Hoje, o Armarinho da Ponte – como um setor de conveniências – perdeu o glamour e se restringe apenas, a exemplo das lojas de “tudo por um real “ , a vendas a preços módicos ( desculpem-me o fóssil linguístico ).
No meu silêncio, ainda ouço os Fevers cantando, a la Brasil, o eterno It´s to late do Jonhy Rivers, que eu traduzo perguntando: - Será que é... “tarde demais “ ?

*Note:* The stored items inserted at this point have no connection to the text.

Issue #73, opened 2025-10-31
Partial witness support in the Circuit API


ebfull:
One of the most common hacks and optimizations in modern ZK proof systems is partial witness assignments / multi-stage witness assignments. Essentially, the prover commits to part of their circuit witness assignment and the proving system responds with a random challenge that is used to optimize checks done within the circuit, to reduce gate count.

This is part of what motivates the staging polynomial API. Inside of recursion, we want to compute Poseidon over a large number of inputs, but it would require us to invoke the permutation function many times. The solution is to commit to a partial witness (containing the inputs to the hash) and obtain a binding commitment (collision resistant, via Pedersen hashing) to those values (via public inputs) that can be used as inputs to Poseidon instead.

This is generally useful in application circuits; the application might have a curve point (representing a polynomial commitment) that the prover must commit to _before_ obtaining a challenge point that Ragu will provide oracle access for.

The same exact mechanism used to achieve this for the staging polynomials in recursion is what we should be using (or providing) for applications.

PR #701, opened 2026-05-07
feat(pcd): circuit API for polynomial query

S1nus:
Expose an API to circuit developers to perform optimized polynomial query verification, by delegating them to the proof system's existing batching infrastructure.

Adds a `PolyQueryClaims` object that may be constructed during `fuse(...)`, to be passed through `Adapter` to `Step::witness(...)` alongisde the `Driver`, allowing the Step's `witness(...)` function to call a `enforce_polynomial_query(com: Point, x: Element, y: Element)` function.


crates/ragu_pcd/src/poly_query.rs
TalDerei, line 1: organizationally, in terms of the `ragu_pcd` colocation here, tracing the dependency DAG suggests that nothing in this impl depends on anything in this crate. this is a generic PCS-level concept that feels like it should live in `ragu_primitives` instead, especially if something from `ragu_circuits` eventually needs to import it.

crates/ragu_pcd/src/fuse/_01_application.rs
```diff
@@ -41,7 +41,7 @@ impl<C: Cycle, R: Rank, const HEADER_SIZE: usize> Application<'_, C, R, HEADER_S
             &mut *rng,
         )?;
 
-        let ((left_header, right_header), output_data, step_aux) = aux;
+        let ((left_header, right_header), output_data, step_aux, _claims) = aux;
```
TalDerei: the fact that there's no fuse-side consumer suggests this is an incomplete impl; if claims are discarded and aren't wired into fuse, isn't the test fixtures example demonstrably futile?

crates/ragu_pcd/src/step/mod.rs
```diff
@@ -171,9 +171,17 @@ pub trait Step<C: Cycle>: Sized + Send + Sync {
...
+    /// `pq` is a [`PolyQueryClaims`] sink that steps may use to record
+    /// polynomial-commitment opening claims via
+    /// [`PolyQueryClaims::enforce_polynomial_query`]. Steps that don't need
+    /// polynomial-query verification simply ignore the parameter. The
+    /// framework collects the resulting claims through the adapter's `Aux`
+    /// for later fuse-time processing.
     fn witness<'dr, 'source: 'dr, D: Driver<'dr, F = C::CircuitField>, const HEADER_SIZE: usize>(
         &self,
         dr: &mut D,
+        pq: &mut PolyQueryClaims<'dr, D, C::NestedCurve>,
```
TalDerei: this witness signature extension doesn't feel like the right shape to me. why should this be a trait obligation where every step impl (including ones that will never touch polynomial queries) has to thread `_pq` through its signature? there should be a way (and this is a very crude idea) to maybe bundle the drive object `dr` and `pq` into a single context object `cx` that represents like everything from the "outside" world the step is allowed to touch (ie. the driver, the poly query sink, etc).

crates/ragu_pcd/src/poly_query.rs
```diff
@@ -0,0 +1,73 @@
...
+        let triple =
+            D::try_just(|| Ok((com.value().take(), *x.value().take(), *y.value().take())))?;
+        let current = core::mem::replace(&mut self.claims, D::just(Vec::new));
+        self.claims = current.and_then(|mut v| {
+            triple.map(|t| {
+                v.push(t);
+                v
+            })
+        });
+        Ok(())
```
TalDerei: feel like there’s a more idiomatic rust pattern than `core::mem::replace` + `and_then/map`? if `PolyQueryClaims` internally held a `Vec<DriverValue<D, (C, D::F, D::F)>>` type, `enforce_polynomial_query` simplifies to a fold pattern.

crates/ragu_pcd/src/step/internal/adapter.rs
```diff
@@ -61,6 +61,7 @@ impl<C: Cycle, S: Step<C>, R: Rank, const HEADER_SIZE: usize> Circuit<C::Circuit
         ),
         <S::Output as Header<C::CircuitField>>::Data,
         S::Aux<'source>,
+        Vec<(C::NestedCurve, C::CircuitField, C::CircuitField)>,
```
TalDerei: intuitively, widening the aux type signature and needing to destructure callsites for that field feels off, similar to the witness observation. maybe we should make the `Aux<'source>` associated type a single named type, `AdapterAux`?

```ts
  pub(crate) struct AdapterAux<'source, C: Cycle, S: Step<C>, const HS: usize> {
      pub headers: (
          FixedVec<C::CircuitField, ConstLen<HS>>,
          FixedVec<C::CircuitField, ConstLen<HS>>,
      ),
      pub output_data: <S::Output as Header<C::CircuitField>>::Data,
      pub step_aux: S::Aux<'source>,
      pub poly_query_claims: Vec<(C::NestedCurve, C::CircuitField, C::CircuitField)>,
  }

  type Aux<'source> = AdapterAux<'source, C, S, HEADER_SIZE>;
```

TalDerei (changes requested):
meta observation in relation to broader partial witness / polynomial oracle access support described in https://github.com/tachyon-zcash/ragu/issues/73. In this PR, the application can basically assert some polynomial opening triple that the batched PCS machinery can enforce and amortize the costs for. In #73, there’s a capability in the other direction: the application provides some curve point (say a commitment), and fuse can derive the challenge x via FS and hand back x to the application as "oracle access" along with y = f(x), and the application can use x and y inside the circuit to reduce gate constraints (for instance, a smaller hash / check compared to doing something over the entire polynomial). In that context, maybe a more general symmetric impl pattern / design can emerge here, but that’s just a vague intuition. cc @ebfull

crates/ragu_pcd/src/fuse/_01_application.rs
S1nus: fuse-side consumer is WIP

S1nus:
> meta observation is in relation to broader partial witness / polynomial oracle access support described in #73. In this PR, the application can basically assert some polynomial opening triple that the batches PCS machinery can enforce and amortize the costs for. In #73, there’s a capability in the other direction: the application provides some curve point (say a commitment), and fuse can derive the challenge x via FS and hand back x to the application as oracle access along with y = f(x), and the application can use x and y inside the circuit to reduce gate constraints (for instance, a smaller hash / check compared to doing something over the entire polynomial). In that context, maybe a more general impl pattern can emerge here, but that’s just a vague intuition. cc @ebfull

in this case, the openings aren't random

crates/ragu_pcd/src/fuse/_01_application.rs
TalDerei: I think maybe they should be part of the same PR and land as a unit to demonstrate utility.

TalDerei:
> in this case, the openings aren't random

yeah that's the distinction I implied by saying "the application asserts some polynomial opening triple", but the broader symmetry note still stands though.

crates/ragu_pcd/src/step/mod.rs
S1nus: Good idea

turbocrime: conceptually, the driver is already responsible for context, yes? so even wrapping both in a broader 'context parameter' seems like it would be negative, imo

turbocrime (commented):
i think @TalDerei's commentary is good and i don't have much to add.

~~in general, i'd like to use a more gadget-focused api rather than a step-focused api~~

crates/ragu_pcd/src/fuse/_01_application.rs
S1nus: agree, just wanted review on API before wiring it in.

crates/ragu_pcd/src/poly_query.rs
S1nus: disagree because it's an API that only makes sense in the context of PCD circuit development

TalDerei:
warrant another review pass?

crates/ragu_pcd/src/poly_query.rs
S1nus: addressed this by changing `DriverValue<Vec` to `Vec<DriverValue`

TalDerei:
closes as superseded by https://github.com/tachyon-zcash/ragu/pull/783 (includes these commits).

PR #703, opened 2026-05-08
feat(pcd): circuit API for polynomial queries

S1nus:
Ragu will expose an API to circuit developers that enables optimized checking of PCS evaluations by performing the checks outside of the circuit, as part of the batched polynomial queries that occur during recursion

Escritor, poeta, compositor, cantor, produtor musical, artista plástico, professor de literatura e língua portuguesa, ente outras especificações, Luiz Gilberto de Barros está sempre participando de atividades culturais, e mais uma vez, fica entre os finalistas no Concurso Literário Prêmio Moacyr Scliar e Ledo Ivo. Na modalidade de crônicas angaria o 2º lugar com o texto "ARMARINHO DA PONTE" e fica em terceiro colocado na modalidade de contos com a obra "BRINCANDO DE MORRER". O autor é bem eclético e já possui mais de 10.000 trabalhos, à saber: poesias, crônicas, novelas, músicas, ensaios e contos. Além disso, é Diretor Cultural da Associação Cultural Encontros Musicais, no Rio de Janeiro, sendo o pela produção e criação dos textos.